I know it doesn’t sound so bad, and maybe (surely) I am overdramatizing, but this really broke me. At one point I was ready to cry. My eyes were all wet and swollen. I was tired, on schedule and performing a task that didn’t even belong to me. I felt cornered, I felt out of place, I felt exhausted, and kicked when I was down. And I saw myself, doing something, not only I didn’t care for, but I plain hated and was not even my job.

And in this smoothie of exhaustion and bitterness, I was being subtly manipulated. I left when the clock hit exactly three o’clock, I quickly said goodbye to whoever I found on my way out and I left.

I couldn’t help but wonder which lesson was the universe teaching me.
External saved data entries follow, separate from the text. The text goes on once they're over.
PR #1091, opened 2023-05-04
Regenerate with latest gir

bilelmoussaoui:


gio/src/dbus_proxy.rs
```diff
@@ -6,25 +6,9 @@ use glib::{prelude::*, signal::connect_raw, translate::*, SignalHandlerId};
 
 use crate::DBusProxy;
 
-pub trait DBusProxyExtManual: 'static {
+pub trait DBusProxyExtManual: IsA<DBusProxy> + 'static {
     #[cfg(feature = "v2_72")]
     #[doc(alias = "g-signal")]
```
bilelmoussaoui, line 11: this was very badly handled by the automatic script, needs fixing

gdk-pixbuf/src/auto/pixbuf.rs
```diff
@@ -660,7 +660,7 @@ impl Pixbuf {
         unsafe { FromGlibPtrContainer::from_glib_container(ffi::gdk_pixbuf_get_formats()) }
     }
 
-    #[cfg(any(feature = "v2_40"))]
```
GuillaumeGomez, line 663: That should be a clippy lint.

gdk-pixbuf/src/auto/pixbuf_animation.rs
```diff
@@ -137,28 +137,15 @@ impl PixbufAnimation {
     }
 }
 
-pub trait PixbufAnimationExt: 'static {
```
sdroege, line 140: Before merging this we should make sure that it's impossible for external code to implement these traits on anything. Otherwise we need to mark the trait unsafe or implement one of the many sealing mechanisms.

bilelmoussaoui: I have opened https://github.com/gtk-rs/gtk-rs-core/issues/1093 to keep track of this task

jf2048: I think that is already happening as it requires `IsA<T>` and that is unsafe?

bilelmoussaoui: Could we merge this now?

Issue #1090, opened 2023-05-04
docs no longer display the required features


bilelmoussaoui:
See https://gtk-rs.org/gtk4-rs/git/docs/gtk4/subclass/symbolic_paintable/index.html and https://gtk-rs.org/gtk4-rs/stable/latest/docs/gtk4/subclass/symbolic_paintable/index.html

cc @AaronErhardt

AaronErhardt:
I'll look into it.

bilelmoussaoui:
thanks for the quick fix @AaronErhardt

PR #1092, opened 2023-05-04
Fix required features not shown in docs

AaronErhardt:
Fix for https://github.com/gtk-rs/gtk-rs-core/issues/1090 on the gtk-rs-core side

It seems like you need both RUSTFLAGS and RUSTDOCFLAGS because `build.rs` doesn't care about the doc flags and cargo only passes RUSTDOCFLAGS to rustdoc...


bilelmoussaoui:
Tested with gtk4-rs, it works as expected! thanks a lot

PR #1095, opened 2023-05-08
glib: prelude cleanup

bilelmoussaoui:
Depends on https://github.com/gtk-rs/gir/pull/1469

### DIFF
--- a/glib/src/lib.rs
+++ b/glib/src/lib.rs
@@ -21,20 +21,14 @@ pub use self::{
     closure::{Closure, RustClosure},
     enums::{EnumClass, EnumValue, FlagsBuilder, FlagsClass, FlagsValue, UserDirectory},
     error::{BoolError, Error},
-    object::{
-        BorrowedObject, Cast, CastNone, Class, InitiallyUnowned, Interface, IsA, Object,
-        ObjectClassExt, ObjectExt, ObjectType, SendWeakRef, WeakRef,
-    },
+    object::{BorrowedObject, Class, InitiallyUnowned, Interface, Object, SendWeakRef, WeakRef},
     signal::{
         signal_handler_block, signal_handler_disconnect, signal_handler_unblock,
         signal_stop_emission_by_name, Propagation, SignalHandlerId,
     },
-    types::{ILong, Pointer, StaticType, StaticTypeExt, Type, ULong},
-    value::{BoxedValue, SendValue, ToSendValue, ToValue, Value},
-    variant::{
-        FixedSizeVariantArray, FixedSizeVariantType, FromVariant, StaticVariantType, ToVariant,
-        Variant,
-    },
+    types::{ILong, Pointer, Type, ULong},
+    value::{BoxedValue, SendValue, Value},
+    variant::{FixedSizeVariantArray, Variant},
     variant_dict::VariantDict,
     variant_iter::{VariantIter, VariantStrIter},
     variant_type::{VariantTy, VariantTyIterator, VariantType},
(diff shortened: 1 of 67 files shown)


glib/src/prelude.rs
```diff
@@ -4,6 +4,16 @@
...
+    error::ErrorDomain,
+    gstring::{IntoGStr, IntoOptionalGStr},
+    object::{Cast, CastNone, IsA, ObjectExt, ObjectType},
+    param_spec::{HasParamSpec, ParamSpecBuilderExt, ParamSpecType},
+    types::{StaticType, StaticTypeExt},
+    value::{
+        ToSendValue, ToValue, ToValueOptional, ValueType, ValueTypeChecker, ValueTypeOptional,
+    },
+    variant::{FixedSizeVariantType, FromVariant, StaticVariantType, ToVariant},
+    Continue,
```
bilelmoussaoui, line 18: Continue should definitely be removed from here. But I would do it once #1063 I work on

glib/src/prelude.rs
```diff
@@ -4,6 +4,16 @@
...
-    ParamSpecType, StaticType, StaticTypeExt, StaticVariantType, ToSendValue, ToValue, ToVariant,
+    closure::{IntoClosureReturnValue, TryFromClosureReturnValue},
+    collections::{ptr_slice::IntoPtrSlice, strv::IntoStrV},
+    error::ErrorDomain,
+    gstring::{IntoGStr, IntoOptionalGStr},
+    object::{Cast, CastNone, IsA, ObjectExt, ObjectType},
+    param_spec::{HasParamSpec, ParamSpecBuilderExt, ParamSpecType},
+    types::{StaticType, StaticTypeExt},
+    value::{
+        ToSendValue, ToValue, ToValueOptional, ValueType, ValueTypeChecker, ValueTypeOptional,
```
sdroege, line 15: `ToValueOption` / `ValueTypeOptional` should be unnecessary here. Probably also others, I'd have to check each in detail.

Generally, the idea is that the prelude only contains the traits of which users would call methods directly (so they can call them without importing the trait explicitly). Exception for this are the FFI traits (so `IntoStrV` etc need some thinking).

Other traits that are only used in trait bounds (exception `IsA`) are not part of the prelude.

bilelmoussaoui: > Generally, the idea is that the prelude only contains the traits of which users would call methods directly (so they can call them without importing the trait explicitly). Exception for this are the FFI traits (so IntoStrV etc need some thinking).

I am sure i have to make use of  `ToValue` somewhere. Probably before the enum/flags paramspec builder taking a default value param.

For IntoStrV and other ffi traits, should we re-export them in translate then? That would make things much cleaner then exporting everything in the main crate lib.rs and ending up with a very very long list of types/traits/functions

sdroege: > I am sure i have to make use of `ToValue` somewhere.

`ToValue` yes but not `ToValueOptional`. `ToValue` should stay in the prelude

> For IntoStrV and other ffi traits, should we re-export them in translate then

Yes that's what I was thinking

bilelmoussaoui: Cleaned things a little bit, should be good for a review now

glib/src/lib.rs
```diff
@@ -104,9 +98,7 @@ mod exit_code;
 pub use exit_code::ExitCode;
 
 pub mod collections;
-pub use collections::{
-    ptr_slice::IntoPtrSlice, strv::IntoStrV, List, PtrSlice, SList, Slice, StrV,
```
sdroege, line 108: You're not adding these two traits to the prelude. Any reason why?

Are there other traits (outside `glib::translate`) that are not in the prelude?

sdroege (approved):
Seems fine to me otherwise

glib/src/lib.rs
bilelmoussaoui: Because they are specific to ffi usage so I re-exported them for translate instead.

There are various traits like FromValue that comes to mind. We are over exporting things in the main scope, I think we should reduce that going forward and just have people import things when they need them

PR #1096, opened 2023-05-09
Update syn: v2.0

### LINKED ISSUE #1061: glib-macros: Port to syn 2.0

ranfdev:
closes #1061 

**Problem**
syn 2.0 removed the type `NestedMeta`, that was extensively used by gtk-rs-core to parse macro attributes, without providing a direct replacement type.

In that primal tidal wave, I felt everything at once, but now that the feelings were withering, some lucidity took over, and I was reasoning with myself.

The universe might have tried to teach me humility. More often than not, the layers of irony I have constructed to protect myself from the world confuse me. This requires a reality check, sop I remember where I stand, where I come from. This makes me aware of my privileges and reminds me that every single circumstance can change. I won’t get cocky.

The universe might have tried to teach me serenity. Even in the worst days, in the lowest lows, I should not get nasty. I speak in poetry and many times; I am not aware of the pain words are able to inflict. I am reasonably immunized from the idea others might create inside their brains of myself (I broke those chains long time ago), but not everyone is walking the path at the same peace. I need to be conscious of the words I use, what may seem big at first becomes small afterwards. Nothing is that important.

The universe might have been connecting me with the working class. Changing careers feels like jumping into an abyss. Working and studying is very taxing, and when everything is ending and all the pieces are falling in place, I sort of hoped for a magic door to appear from thin air to my next corporate job. Surprise, it does not work that way. Maybe this lesson is teaching me how unfair our system is, and how the hardest jobs are left for those who are in the most vulnerable positions. Never look down on cleaners or service workers. I will always look at them in the eyes and try to make their day better.

The universe taught me that I am doing much better than I thought I was, and that even when everything looks fucked, I should always stand up for myself. No matter how messy it gets, no matter how angry people will get.

I will listen to the voice saying; I am better than this.